Research Information System
International Journal of Advanced Manufacturing Technology, vol.138, no.3, pp.919-938, 2025 (SCI-Expanded)
The primary goal of this study is to present a mathematical model that forecasts the quality of the final product to be obtained in laser material processing. Two stages of testing have been conducted to assess the dependability of the proposed mathematical model: an experimental phase and a CFD analytical phase. Heat dispersion mechanisms on and within the material are the foundation for the suggested mathematical model. A CO2 laser was used to create micro-grooves in the polycarbonate sheet. Top and cross-sectional images of the laser-created grooves were taken using a high-resolution optical microscope. The groove geometry was measured from the images obtained. The dimensions of the ablation, melting, and glass transition zones obtained from the measurements and the thermal constants of the material were used in the mathematical modeling. The Fourier finite difference method was used to model the temperature distribution along the line on the polycarbonate surface. The lateral temperature distribution on the surface of the material and the vertical temperature distribution towards the depth of the material were studied separately.

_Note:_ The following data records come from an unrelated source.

PR #3910, opened 2026-09-04
[DT-4022] Bind the app error handler to the routes buildApp registers (BFF Phase 5, story 5-G1)

rushtong:
### Addresses

[DT-4022](https://broadworkbench.atlassian.net/browse/DT-4022) — BFF Phase 5, story 5-G1. 
Security risk: **medium** (this is an information-disclosure fix, and it changes the error body of every route `buildApp` registers).

**PR 1 of 3.** Story 5-G was split to reduce PR complexity:
1. **this PR** — bind the app error handler to the routes `buildApp` registers
2. `gr-dt-4022-login-rate-limit` — rate-limit `POST /auth/login` ([5-G2](https://github.com/DataBiosphere/duos-ui/pull/3911))
3. `gr-dt-4022-callback-rate-limit` — rate-limit `GET /auth/callback` ([5-G3](https://github.com/DataBiosphere/duos-ui/pull/3912))

### Summary

**Fastify binds a route's error handler when the route is registered, not at `ready()`.** `fastify.setErrorHandler(...)` sat at the *end* of `buildApp()`, so it reached no route built inside that function. Every one of these fell back to Fastify's default handler, which serialises `err.message` to the client:

`/auth/login`, `/auth/callback`, `/auth/csrf-token`, `/auth/logout`, `/auth/me`, `/health`

Confirmed empirically against the installed Fastify 5.12.1, not inferred from the docs. The mechanism is `lib/route.js`, which assigns `context.errorHandler = this[kErrorHandler]` inside an `after(...)` callback — and every `await fastify.register(...)` in `buildApp()` drains that queue, freezing each route's handler at whatever was set when the *next* awaited register ran.

Three leaks that reached a browser with a 500:

| Source | What leaked |
|---|---|
| `auth/callback.ts` re-throws non-`AuthorizationResponseError` failures from `oidc.authorizationCodeGrant` | token-endpoint response detail, JWT validation specifics |
| `auth/oidcClient.ts` `requireEnv` | the name of the missing deployment variable |
| `auth/logout.ts` | the discovered `end_session_endpoint` |

The fix moves the call ahead of every route registration. The encapsulated proxy declares its own error handler (ADR-010) and is unaffected either way.

----

- Verify all tests go green

[DT-4022]: https://broadworkbench.atlassian.net/browse/DT-4022?atlOrigin=eyJpIjoiNWRkNTljNzYxNjVmNDY3MDlhMDU5Y2ZhYzA5YTRkZjUiLCJwIjoiZ2l0aHViLWNvbS1KU1cifQ

### DIFF
--- a/server/test/index.test.ts
+++ b/server/test/index.test.ts
@@ -159,69 +159,72 @@ describe('error handler', () => {
 })
 
 describe('handleServerError', () => {
+  // The whole contract of the handler. The status varies with the error; the
+  // body never does. Nothing a client reads is derived from err.message.
+  const GENERIC_BODY = { error: 'An unexpected error occurred.' }
+
   function fakeRequest() {
     return { ip: '203.0.113.1', url: '/auth/login', log: { warn: vi.fn(), error: vi.fn() } }
   }
 
   function fakeReply() {
-    const reply = { status: vi.fn(() => reply), send: vi.fn(() => reply) }
+    const reply = {
+      sentStatus: 0,
+      sentBody: undefined as unknown,
+      status: vi.fn((code: number) => {
+        reply.sentStatus = code
+        return reply
+      }),
+      send: vi.fn((body: unknown) => {
+        reply.sentBody = body
+        return reply
+      }),
+    }
     return reply
   }
 
-  it('logs the failure at error and hides its message', async () => {
+  async function run(err: Error) {
     const { handleServerError } = await import('../src/index.js')
-    const err = Object.assign(new Error('internal secret data'), { statusCode: 502 })
     const request = fakeRequest()
     const reply = fakeReply()
-
     // oxlint-disable-next-line @typescript-eslint/no-explicit-any
     handleServerError(err as any, request as any, reply as any)
+    return { request, reply }
+  }
 
-    expect(request.log.error).toHaveBeenCalled()
-    expect(reply.status).toHaveBeenCalledWith(502)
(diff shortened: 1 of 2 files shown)


fboulnois (approved):
👍

server/test/index.test.ts
```diff
@@ -158,6 +158,54 @@ describe('error handler', () => {
...
+
+  it('honors err.status when the error carries no statusCode', async () => {
+    const { handleServerError } = await import('../src/index.js')
+    const err = Object.assign(new Error('bad input'), { status: 400 })
+    const reply = fakeReply()
+
+    // oxlint-disable-next-line @typescript-eslint/no-explicit-any
+    handleServerError(err as any, fakeRequest() as any, reply as any)
+
+    expect(reply.status).toHaveBeenCalledWith(400)
```
otchet-broad: What is the expectation for the 'bad input' text?  Can you modify this to make it clear on what's expected to be returned from handleServerError for that?

rushtong: Will make this more explicit, thank you 👍🏽

otchet-broad: If I understand correctly, in all cases it should be 'An unexpected error occurred.'

rushtong: Tests are updated, thank you 👍🏽

otchet-broad (approved):
Thanks for the clarification!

The error rates between the proposed mathematical model and the experimental results are between 3.24 and 8.44%. Since the experimental results are in good agreement with the proposed model, it can be said that the proposed mathematical model is reliable. In addition, the temperature distributions both in the lateral direction and perpendicular to the material were modeled using CFD (Computational Fluid Dynamics). The sources of the differences between the ignition, melting, and glass transition temperatures obtained from the CFD analysis and the real temperature values were discussed.